*** Block opens ***

PR #2969, opened 2022-03-30
Introduce attendee popover component

sunny-viktoryia:
closes https://github.com/sparkletown/internal-sparkle-issues/issues/1748

* uses SpaceId instead of string in types
* adds basic info to the Portal popover
image

* fixes the layout of MiniProfiles

BEFORE
image

AFTER
image

* minor UI fixes on the way


src/components/admin/PortalAddEditForm.tsx
```diff
@@ -71,20 +72,21 @@ export const PortalAddEditForm: React.FC<PortalAddEditFormProps> = ({
       title: portal?.title ?? "",
       image_url: portal?.image_url ?? icon ?? spaceLogoImage,
       visibility: portal?.visibility ?? venueVisibility,
-      spaceId: portal?.spaceId ?? undefined,
       isClickable: portal?.type !== RoomType.unclickable,
       isEnabled: portal?.isEnabled ?? DEFAULT_PORTAL_IS_ENABLED,
+      // @debt we should use SpaceId type here; couldn't resolve error with form typing
```
goran-peoski-work:
```suggestion
      // @debt should use SpaceId type here, resolve error with form typing
```

src/components/admin/SpaceEditForm.tsx
```diff
@@ -105,7 +105,8 @@ export const SpaceEditForm: React.FC<SpaceEditFormProps> = ({
       columns: space.columns ?? 0,
       autoPlay: space.autoPlay ?? DEFAULT_VENUE_AUTOPLAY,
       isReactionsMuted: space.isReactionsMuted ?? DEFAULT_REACTIONS_MUTED,
-      parentId: space.parentId ?? "",
+      // @debt we should use SpaceId here when we figure out how to deal with branded types in react forms
```
goran-peoski-work:
```suggestion
      // @debt should use SpaceId type here, resolve error with form typing
```

src/components/attendee/MiniProfile/MiniProfile.tsx
```diff
@@ -20,5 +25,11 @@ export const MiniProfile: React.FC<MiniProfileProps> = ({
     return <></>;
   }
 
-  return <MiniProfileModal userId={selectedUserId} />;
+  return (
+    <div ref={setReferenceElement}>
```
goran-peoski-work, line 29: [NOTE]
Code is OK, no changes needed.

Just noting the object isn't exactly element, but has a field that is a reference to the element.
If there is a single one of these `ref` might be enough, and for multiple `divRef` or `containerRef` would be distinguishing enough.

src/components/attendee/Popover.tsx
```diff
@@ -0,0 +1,38 @@
...
+  referenceElement?: Element | null;
+}
+
+export const Popover: React.FC<PopoverProps> = ({
+  children,
+  referenceElement,
+}) => {
+  const popoverContainerElement = document.querySelector(
+    `#${POPOVER_CONTAINER_ID}`
+  );
```
goran-peoski-work, line 17: [Q] Why isn't the element itself passed instead (through ref maybe)? 

[NOTE] We can probably use the new global object `SPARK` to share few of these references. Might be OOS to this PR, but it seems like a tidying up we can do later on.

src/components/attendee/Popover.tsx
```diff
@@ -0,0 +1,38 @@
...
+
+  const [popperElement, setPopperElement] = useState<HTMLElement | null>(null);
+  const { styles: popperStyles, attributes: popperAttributes } = usePopper(
+    referenceElement,
+    popperElement
+  );
+
+  return (
+    popoverContainerElement &&
+    ReactDOM.createPortal(
```
goran-peoski-work, line 29: Maybe we can put a comment or two of why `createPortal` is needed instead of a common JSX

src/components/attendee/PortalModal/PortalModal.module.scss
```diff
@@ -0,0 +1,36 @@
...
+  @include sparkle.panel--glass;
+  @include rounded.normal;
+  border: 1px solid theme.$sparkle--border;
+  box-sizing: border-box;
+  z-index: 100;
+  max-width: 200px;
+  display: flex;
+  flex-direction: column;
+
+  h3 {
```
goran-peoski-work, line 18: [NOTE]

I'm not sure we should use headings, they have semantic meaning that is hard to track (at least at this stage).
A simple div with maybe a class should be enough to have the correct style, but not have headings that might confuse screen readers.

This should all be revisited in some accessibility / usability pass over the redesigned code.

src/components/attendee/PortalModal/PortalModal.tsx
```diff
@@ -0,0 +1,33 @@
...
+  onEnter?: MouseEventHandler<HTMLButtonElement>;
+  portal: Room;
+}
+
+export const PortalModal: React.FC<PortalModalProps> = ({
+  referenceElement,
+  onEnter,
+  portal,
+}) => {
+  const { space } = useSpaceById({ spaceId: portal.spaceId });
```
goran-peoski-work, line 22: Or, maybe if TS doesn't complain, just

```suggestion
  const { space } = useSpaceById( portal );
```

Otherwise it's a nice to have polish we can do later on.

src/components/attendee/PortalModal/PortalModal.tsx
```diff
@@ -0,0 +1,33 @@
...
+
+  return (
+    <Popover referenceElement={referenceElement}>
+      <div className={CN.PortalPopupInfo}>
+        <h3>{space?.name}</h3>
+        <p>{space?.config?.landingPageConfig.description}</p>
+        <Button onClick={onEnter}>Enter</Button>
+      </div>
```
goran-peoski-work, line 30: [NOTE]

There might be other tags that convey the correct semantic meaning here, not just `<section />` but things like aside etc. Need to do research on those options.

src/components/organisms/AdminVenueView/AdminVenueView.tsx
```diff
@@ -159,6 +158,7 @@ export const AdminVenueView: React.FC<AdminVenueViewProps> = ({
               to={visitSpaceUrl}
               name="Visit space"
               variant="primary"
+              target="_blank"
```
goran-peoski-work: I don't know if this is safe. Will the link have `rel="noreferrer noopener"`? Is it needed?

src/components/organisms/TimingEventModal/TimingEventModal.tsx
```diff
@@ -50,7 +50,7 @@ export const TimingEventModal: React.FC<TimingEventModalProps> = ({
     name: "",
   });
 
-  const eventSpaceId = event?.spaceId || venue?.id;
+  const eventSpaceId = event?.spaceId || (venue?.id as SpaceId);
```
goran-peoski-work: Please remember the `undefined` otherwise TS will override the `?.` in checks.

```suggestion
  const eventSpaceId = event?.spaceId || (venue?.id as SpaceId|undefined);
```

src/components/templates/AnimateMap/hooks/useRelatedPartymapRooms.ts
```diff
@@ -33,7 +34,7 @@ export const useRelatedPartymapRooms: (
       relatedPartymap?.rooms?.map((portal) => {
         const noTrailSlashPortalUrl = getUrlWithoutTrailingSlash(portal.url);
 
-        const [venueId] = getLastUrlParam(noTrailSlashPortalUrl);
+        const [venueId] = getLastUrlParam(noTrailSlashPortalUrl) as SpaceId[];
         const portalVenue = findVenueInRelatedVenues({ spaceId: venueId });
```
goran-peoski-work, line 38: [OOS]
I had a refactor of this function elsewhere in larger PR that got rolled back. It would have been nice to have it back

goran-peoski-work (approved):
LGTM

Few comments and puzzles, nothing blocking (unless that one `target` prop is for external link.

src/components/attendee/Popover.tsx
sunny-viktoryia: because the element `#${POPOVER_CONTAINER_ID}` is located not as a parent node, but somewhere as an independent node in the main layout, so when we don't have the reference to the  `#${POPOVER_CONTAINER_ID}` in the place where we use `<Popover />`.

It's needed for proper z-index layout.

here's the approximate schema:

```html
<main>
 <AttendeeContent>
 ....
      <PortalComponent>
          <Popover>
            ... looking for the #POPOVER_CONTAINER_ID node to put the content of the modal
           </Popover>
      </PortalComponent>
 .... 
 <AttendeeContent>
 
 <div id={POPOVER_CONTAINER_ID}></>
</main>
```

src/components/admin/PortalAddEditForm.tsx
sunny-viktoryia: updated the comment: https://github.com/sparkletown/sparkle/pull/2969/commits/54d690c68fa6b074181f6d18a88fb443a9797d0d

src/components/admin/SpaceEditForm.tsx
sunny-viktoryia: updated the comment: https://github.com/sparkletown/sparkle/pull/2969/commits/54d690c68fa6b074181f6d18a88fb443a9797d0d

src/components/attendee/Popover.tsx
sunny-viktoryia: added a comment: https://github.com/sparkletown/sparkle/pull/2969/commits/54d690c68fa6b074181f6d18a88fb443a9797d0d

src/components/attendee/PortalModal/PortalModal.tsx
sunny-viktoryia: ts is complaining.. although i can't really get why. spaceId is optional in both cases.
image

anyway, left it as is.

src/components/organisms/AdminVenueView/AdminVenueView.tsx
sunny-viktoryia: thanks! Fixed: https://github.com/sparkletown/sparkle/pull/2969/commits/54d690c68fa6b074181f6d18a88fb443a9797d0d

src/components/organisms/TimingEventModal/TimingEventModal.tsx
sunny-viktoryia: added: https://github.com/sparkletown/sparkle/pull/2969/commits/54d690c68fa6b074181f6d18a88fb443a9797d0d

*** Block closes ***

*Activity*:
Using the listing above, gather each line that holds the string "nice" and copy it.

*Task result*:
Otherwise it's a nice to have polish we can do later on.
I had a refactor of this function elsewhere in larger PR that got rolled back. It would have been nice to have it back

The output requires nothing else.